Beigetragen: Zdena Binterová

(Übersetzung: Gerhard Stübiger und Kollektiv VÚHU unter der Leitung von Ing. Eva Lahodná)

Rosengarten lag 9,7 km südsüdwestlich von Kaaden entfernt, im Tal des Tarflesbaches. Seine Seehöhe betrug 460 m und sein Kataster hat 310 ha gemessen. Die erste Erwähnung über die Existenz von Rosengarten in der Landstafel stammt aus dem Jahre 1544, wo es Rosskarth genannt wird. Drei Jahre später war es aber schon Rosengarten und später Rosenkarte oder Rosen Garten. Den Name bekam das Dorf angeblich von seinem Gründer, der die romantischen epischen Stücke „Der große Rosengarten“ und „Der kleine Rosengarten“ gern hatte, die bei den Deutschen noch im 15. und 16. Jahrhundert sehr beliebt waren.

Seit den ersten erhaltenen Berichten bis zum Jahre 1850 gehörte Rosengarten immer zur Herrschaft Winteritz und mit dieser wechselten auch die Besitzer und teilte deren Schicksale. Genauso wie bei Rodbern, führt die Steuerrolle auch bei Rosengarten an, dass sie „schlechte Felder, wenig Wiesen haben“. Damals lebten dort nur 4 Häusler und 2 sog. bei der Gemeinde. Allmählich erholte sich das Dorf von den Grausamkeiten des Dreißigjährigen Krieges, die das Dorf getroffen hatten, und die Einwohner nahmen zu. Niemals war es aber ein großes oder reiches Dorf. Wenn auch Seiner dort im Jahre 1863 17 Bauernhöfe mit 130 Einwohnern angibt, die überwiegend in der Landwirtschaft arbeiten, sind die Felder nur wenig fruchtbar, es wurde nur teilweise ein wenig Korn angebaut.

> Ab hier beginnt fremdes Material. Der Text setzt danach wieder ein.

PR #874, opened 2022-10-14
Fix bad lexing of enum tags

### LINKED ISSUE #756: Bad lexing of enum tags
**Describe the bug**
Enum tags are lexed in a strange way. Although they start with the backtick character `` ` ``, the interpreter currently refuses to parse an enum tag which is a keyword, e.g. `` `if ``, while that should be totally ok. Another strangeness is that we can add whitespaces between the backtick and the identifier, which is non intuitive.

**To Reproduce**

```
nickel> `if
error: unexpected token
  ┌─ repl-input-1:1:2
  │
1 │ `if
  │  ^^

nickel> `      foo
`foo

nickel>
```

**Expected behavior**
An enum tag should allow arbitrary keyword, as it can be distinguished syntactically by the starting backtick. It also shouldn't allow whitespaces between the backtick and the identifier. Technically, the backtick is currently lexed as a standalone lexeme, followed by either an identifier or a quoted string. It should probably be lexed as one enum tag token instead.  

**Environment**
 - Version of the code: d952614e4c7b7c12f2d7cbfa141be9fa0a06729c

matthew-healy:
Enum tag parsing previously disallowed tags whose names overlapped with language keywords (e.g. `` `if `` was rejected), while also allowing tags to have an arbitrary amount of space between the backtick and the identifier.

This commit fixes both of these issues by handling raw identifier tags and string tags in slightly different ways.

- For raw tags, the entire enum tag is now a single `RawEnumTag` token. This means that the identifier part can never be confused with a keyword during parsing, while also ensuring that there is no extra whitespace between the backtick and identifier.
- For string tags, we lex a `StringEnumTagBegin` token, which is just a backtick followed by a double quote. This puts the lexer into string mode, and we parse the remainder of the identifier as a regular static string.

Note that this means that multiline string enum tags are now rejected. Indeed we explicitly return a lexer error when we encounter a backtick followed by an attempt to open a multiline string, as without handling this case we create the possiblility for a term like `` `m%"test"%m`` to successfully parse, but with a result that is almost certainly not what the user intended.

Merging this will close #756.

### DIFF
--- a/src/parser/grammar.lalrpop
+++ b/src/parser/grammar.lalrpop
@@ -506,23 +506,18 @@ ChunkExpr: StrChunk<RichTerm> = Interpolation <t: WithPos<Term>> "}" => StrChunk
 
 Interpolation = { "%{", "multstr %{" };
 
-StaticString: String = StringStart <s: ChunkLiteral?> StringEnd => s.unwrap_or_default();
+// A construct which looks like a string, but is generic over its delimiters.
+// Used to implement `StaticString` as well as `StringEnumTag`.
+DelimitedStaticString<Start, End>: String = Start <s: ChunkLiteral?> End => s.unwrap_or_default();
 
-EnumTag: Ident = "`" <EnumTagContent> => <>;
+StaticString = DelimitedStaticString<StringStart, StringEnd>;
 
-EnumTagContent: Ident = {
-    <Ident>,
-    <StaticString> => <>.into(),
-    // Allow tags of the form `Str, `Bool, etc. This is ad-hoc and should
-    // eventually be replaced with a proper lexing of enum tags, but this is not
-    // a trivial task. For now, to make builtin.typeof usable, we just
-    // special-case builtin types.
-    "Dyn" => "Dyn".into(),
-    "Num" => "Num".into(),
-    "Bool" => "Bool".into(),
-    "Str" => "Str".into(),
-    "Array" => "Array".into(),
-}
+StringEnumTag = DelimitedStaticString<"`\"", "\"">;
+
+EnumTag: Ident = {
+  "raw enum tag" => <>.into(),
+  <StringEnumTag> => <>.into(),
+};
 
 ChunkLiteralPart: ChunkLiteralPart<'input> = {
     "str literal" => ChunkLiteralPart::Str(<>),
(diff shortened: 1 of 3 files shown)


src/parser/grammar.lalrpop
```diff
@@ -565,7 +554,8 @@ UOp: UnaryOp = {
 };
 
 SwitchCase: SwitchCase = {
-    "`" <id: EnumTagContent> "=>" <t: Term> => SwitchCase::Normal(id, t),
+    <id: EnumTag> "=>" <t: Term> => SwitchCase::Normal(id, t),
+    // "`" <id: EnumTagContent> "=>" <t: Term> => SwitchCase::Normal(id, t),
```
yannham, line 558:
```suggestion
```

src/parser/grammar.lalrpop
```diff
@@ -508,21 +508,10 @@ Interpolation = { "%{", "multstr %{" };
...
-    // special-case builtin types.
-    "Dyn" => "Dyn".into(),
-    "Num" => "Num".into(),
-    "Bool" => "Bool".into(),
-    "Str" => "Str".into(),
-    "Array" => "Array".into(),
-}
+EnumTag: Ident = {
+  "raw enum tag" => <>.into(),
+  "`\"" <s: ChunkLiteral?> "\"" => s.unwrap_or_default().into(),
```
yannham, line 513: It's not very important, but I wonder if we can factor this out using the `StaticString` rule, which is more or less the same. The issue is that the start and end rule for the literal are different, but we can parametrize that with a macro rule in LARLPOP:

```rust
StaticString<Start, End> : String = Start <s: ChunkLiteral?> StrigEnd => s.unwrap_or_default();
```

Then replace all current occurrences of `StaticString` with `StaticString<StringStart, StringEnd>` and the one above with

```rust
StaticString<"`\"", "\""> => <>.into(),
```

Or use a different name `StaticStringDelim` and just write `StaticString = StaticStringDelim<StringStart, StringEnd>`. I'm not sure any of these are better than the current one, but once again, it's rather to let you know that those are also possibilities :slightly_smiling_face: 

It wouldn't change much the complexity of the current code, but could be a tad useful if we decide that multiline string delimiters for `import` also don't make sense, using e.g. `StaticStringDelim<"\"", "\"">` instead of `StaticString`. It's also more abstraction for something quite simple, though.

yannham (approved):

src/parser/grammar.lalrpop
matthew-healy: Thank you! The duplication was bothering me, but it hadn't occurred to me that I could just factor it out a macro. Will definitely do this before I merge. :pray:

Etwa 0,8 km in südsüdöstlicher Richtung von Rosengarten entfernt stand ein der Obrigkeit gehöriger Blattenhof. Im Jahre 1930 lebten dort in zwei Häusern noch 11 Einwohner, heute sind nur einige Wandreste verblieben, aber auch die zeigen die Geräumigkeit dieses Hofes an.

Wenn im Jahre 1850 die Dörfer zu selbständigen Gemeinden wurden, wurde auch Rosengarten für kurze Zeit eine Gemeinde, aber schon im Jahre 1869 ist es als Ortsteil von Kojetitz, bei der es blieb, angeführt. Im Zusammenhang mit der Gründung des Truppenübungsplatzes wurde das Dorf zum 15. 5. 1954 ausgesiedelt, d. h. in der 3. Etappe, nachdem die deutsche Bevölkerung schon ab 1945 zwangsweise ausgesiedelt wurde.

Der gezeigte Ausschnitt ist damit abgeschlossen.